In view of the above, the court acknowledged that Coca-Cola's returnable bottle has obtained remarkable sales results and kept the same shape since its launch in Japan in 1957. Moreover, the product's sales have been sustained over a long period and promotions focusing on the special features of the shape have been repeated. Thus, the court determined that the shape had come to be recognized among consumers as a mark distinguishable from others’ products by the time of the trial decision at the latest.
In connection with the designation 'Coca-Cola' on the bottle and the advertisement thereon, the court held that the bottle was strongly distinctive as an indication of the source of the goods. Thus, the designation did not preclude recognition of the shape’s distinctiveness for the purpose of the application.
The court also noted the difference in the shape of the top of the bottle - the three-dimensional shape of the returnable bottle is made to fit a crown cap, whereas the trademark under consideration shows a bottle made to fit a screw cap. However, in view of the bottle's strong distinctiveness, the court found that the difference would not constitute an obstacle to the recognition of the shape’s distinctiveness as an indication of the source of the goods. Therefore, the court concluded that the office had erred in ruling that the trademark did not fall under Article 3(2) of the law.

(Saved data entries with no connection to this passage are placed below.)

PR #1576, opened 2018-11-26
Add enabling port mirror with bridge backend

pezhang:
ID: 1634361

### DIFF
--- a/qemu/tests/bridge_mirror.py
+++ b/qemu/tests/bridge_mirror.py
@@ -1,0 +1,161 @@
+import logging
+import re
+import time
+
+from avocado.utils import process
+from virttest import utils_net
+from virttest import env_process
+from virttest import error_context
+
+
+@error_context.context_aware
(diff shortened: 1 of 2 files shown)


pezhang:
@sitoliu Thanks for review. Updated.

sitoliu:
Test pass.
Acked-by: Sitong Liu <siliu@redhat.com>

vivianQizhu:
Just confirm, do we need to clean up those set up besides `ip link delete brname`? Will it impact later on test if put this test case in a test loop?

pezhang:
@vivianQizhu Thanks for review. Adding deleting entrance by "/sbin/tc qdisc".

Add a detail explain: "promisc", "/sbin/tc qdisc" and "/sbin/tc filter" are all setup with private bridge, so after deleting this bridge, it'll not affect the next test cases.

Updated and test pass. Please help to review again. Thanks.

This is the second case in which the court has applied the provisions of Article 3(2) to a three-dimensional trademark. The two cases are now deemed to have established the criteria for determining the registrability of a three-dimensional trademark (if used with word marks).
The conclusions drawn from the decisions in these two cases have generally been accepted by legal experts and by the companies, as the cases involved famous three-dimensional trademarks representing the Mini Maglite flashlight and the Coca-Cola bottle. However, the decisions are unlikely to prompt a sudden increase in court approvals of registrations of three-dimensional trademarks, as the two cases imposed strict requirements on the applicants in respect of Article 3(2).